English II Honors Summer Reading

English II Honors Summer Reading
The MHS Language Arts Department welcomes you to your sophomore year! In order to be prepared for the beginning of
the school year, you are expected to read Night, by Elie Wiesel, prior to the first day of school. Otherwise, you will have to
complete the reading outside of class within the first two weeks of school, in addition to work done in class. You are strongly
encouraged to complete the reading and assignment this summer so that you don’t get behind at the beginning of the year. We
will use what you learn from this book and the work you do with it to complete several summative assignments at the
beginning of the year. The assignment, if completed over the summer and turned in by the 3rd day of school, can be
used on the summative exam. If you have questions concerning summer reading, please feel free to email Mrs. Statham at
[email protected].
Night by Elie Wiesel **
Night (1960) is a work by Elie Wiesel about his experience with his father in the Nazi
German concentration camps at Auschwitz and Buchenwald in 1944–45, at the height of
the Holocaust toward the end of the Second World War. In just over 100 pages of sparse and
fragmented narrative, Wiesel writes about his own increasing disgust with humanity. Night
offers much more than a litany of the daily terrors in the camps; it also eloquently addresses
many of the philosophical as well as personal questions implicit in any serious consideration of
what the Holocaust was, what it meant, and what its legacy is and will be.

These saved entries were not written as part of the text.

PR #736, opened 2025-03-12
fix some application parameter copy error and some include guard

richardschu:
... improve a tiny bit at a time :)


richardschu:
I am directly merging since this is just some typos essentially and/or in the application files only.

The full version of this classic text can be found online at
http://www.hhs.rogersschools.net/common/pages/DisplayFile.aspx?itemId=5533694
**Please note this book is a memoir of a concentration camp survivor and therefore contains some graphic scenes
of physical abuse and torture.
Reading Assignment: Double Entry Journal
(1) Enjoy the book! This memoir has been carefully selected by your teachers with the help of 10th grade
student recommendations. This has been a favorite for many of our classes, and we hope you will enjoy it as
well.
(2) Be an active reader by using post-its, bookmarks, or highlighters (if it’s your book) to indicate passages you
feel are important, especially detailed, unforgettable, insightful, exciting, special – passages that evoke a
strong emotional response from you or that get you thinking.

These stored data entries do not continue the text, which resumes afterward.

PR #8830, opened 2020-04-22
Discount badge

Dima-1:


OsmAnd/res/values/strings.xml
```diff
@@ -716,7 +718,7 @@
     <string name="osm_live_payment_annual_title">Annually</string>
     <string name="osm_live_payment_month_cost_descr">%1$s / month</string>
     <string name="osm_live_payment_month_cost_descr_ex">%1$.2f %2$s / month</string>
-    <string name="osm_live_payment_discount_descr">Save %1$s.</string>
+    <string name="osm_live_payment_discount_descr">Save %1$s</string>
```
max-klaus, line 721: Needs to be changed in all translations

OsmAnd/src/net/osmand/plus/chooseplan/ChoosePlanDialogFragment.java
```diff
@@ -352,18 +355,21 @@ private void setupOsmLiveCardButtons(boolean progress) {
...
 			for (final InAppSubscription s : visibleSubscriptions) {
-				if (s.isPurchased() || s.getIntroductoryInfo() != null) {
-					anyPurchasedOrIntroducted = true;
+				if (s.isPurchased()) {
+					anyPurchased = true;
 					break;
 				}
 			}
+			InAppSubscription subscriptionMaxDiscount = purchaseHelper.getLiveUpdates()
+					.getSubscriptionWithMaxDiscount(purchaseHelper.getMonthlyLiveUpdates());
```
max-klaus, line 366: Remove getSubscriptionWithMaxDiscount. First - it is wrong since it iterates through all and not visible. Second - it is redundant, use for loop above.

PR #8945, opened 2020-05-13
Fix cs/de/es/fr/it/pl/sk translations of pause/resume

eumiro:
Fix a few translations of modified strings `gpx_monitoring_start` and `gpx_monitoring_stop` changed in 
https://github.com/osmandapp/Osmand/commit/75b8b0de3a69e429f850aa0e60be17192c909eba


sonora:
Thanks! It would be good if we could have an equally quick fix also for string `shared_string_resume`, which I had to introduce, because we are nearing a release and I would hate to have it without that string in too many languages. Need not be a pull request, could also be done via https://hosted.weblate.org/projects/osmand/.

You will need passages from the book to complete the attached chart.
(3) Fill in the attached chart with a passage from the text that relates to what is asked. These passages could be a
few words to a few sentences long. Be sure to copy the passage exactly as it appears in the work and
record the page number where the passage is found. If you want to take something out of a passage to
shorten it, use […] to indicate where you took something out. See the example of the following page for
help.
(4) Once we return to school, you will be able to use the passages you have collected in the chart to help you
create an “I Am” poem from the perspective of Elie Wiesel.
Note: The plagiarizing of material for summer reading is strictly prohibited!
Find two excerpts that give insight into Elie’s character.
Find an excerpt that gives insight into something he is
curious about?
Find an excerpt in which he describes a sound that is
memorable to him.
Find an excerpt that describes something he sees that
makes an impression on him.
Find an excerpt that discusses something he wants.
Find an excerpt in which he describes something he
pretends to be or do.
Find an excerpt that describes something he feels about
his situation or the people around him.
Find an excerpt about something that he can physically
touch. It should be something that contributes to his
experience in the camps.
Find an excerpt about something that bothers him.
Find an excerpt about something that makes him feel
sad.
Find an excerpt in which he knows something he
understands to be true.
Find an excerpt that he explains something he believes
in.
Find an excerpt in which he describes something he
dreams of.
Find an excerpt that describes something he hopes for.